Please transcribe, word for word, the line containing "(diff shortened: 1 of 2 files shown)" and every line after it through the end of the records below, and nothing else.

::::::::

PR #408, opened 2019-02-11
PlottingGL: Added button to reset the PCP handle positions.

Alboin:
* Windows 10
* Visual Studio 15.7.6
* QT Community 4.6.1
* CMake 3.11.2
* Python 3.6 (32-bit)

### DIFF
--- a/modules/plottinggl/src/processors/parallelcoordinates/parallelcoordinates.cpp
+++ b/modules/plottinggl/src/processors/parallelcoordinates/parallelcoordinates.cpp
@@ -295,7 +295,7 @@ ParallelCoordinates::ParallelCoordinates()
     resetHandlePositions_.onChange([&]() {
         for (auto axis : axisVector_) {
             axis->moveHandle(true, std::numeric_limits<double>::max());
-            axis->moveHandle(false, std::numeric_limits<double>::min());
+            axis->moveHandle(false, std::numeric_limits<double>::lowest());
         }
     });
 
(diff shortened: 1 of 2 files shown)


modules/plottinggl/src/processors/parallelcoordinates/parallelcoordinates.cpp
```diff
@@ -288,6 +292,13 @@ ParallelCoordinates::ParallelCoordinates()
     });
     selectedColorAxis_.onChange([&]() { recreateLines_ = true; });
 
+    resetHandlePositions_.onChange([&]() {
+        for (auto axis : axisVector_) {
+            axis->moveHandle(true, std::numeric_limits<double>::max());
+            axis->moveHandle(false, std::numeric_limits<double>::min());
```
petersteneteg: Probably wany lowest not min...

Alboin: Does it make any difference? As far as I understand I send the mouse Y position as arguments, which should never be negative anyways, right?

Alboin: But since the handles can be more or less outside of the window perhaps you're right and it would be better to use lowest...

I'll change it to lowest!

r-englund (approved):

r-englund:
Nice, I have thought of adding this my self for a while but kept postponing it :)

::::::::

- ANSWER TO THE PROBLEM -
(diff shortened: 1 of 2 files shown)


modules/plottinggl/src/processors/parallelcoordinates/parallelcoordinates.cpp
```diff
@@ -288,6 +292,13 @@ ParallelCoordinates::ParallelCoordinates()
     });
     selectedColorAxis_.onChange([&]() { recreateLines_ = true; });
 
+    resetHandlePositions_.onChange([&]() {
+        for (auto axis : axisVector_) {
+            axis->moveHandle(true, std::numeric_limits<double>::max());
+            axis->moveHandle(false, std::numeric_limits<double>::min());
```
petersteneteg: Probably wany lowest not min...

Alboin: Does it make any difference? As far as I understand I send the mouse Y position as arguments, which should never be negative anyways, right?

Alboin: But since the handles can be more or less outside of the window perhaps you're right and it would be better to use lowest...

I'll change it to lowest!

r-englund (approved):

r-englund:
Nice, I have thought of adding this my self for a while but kept postponing it :)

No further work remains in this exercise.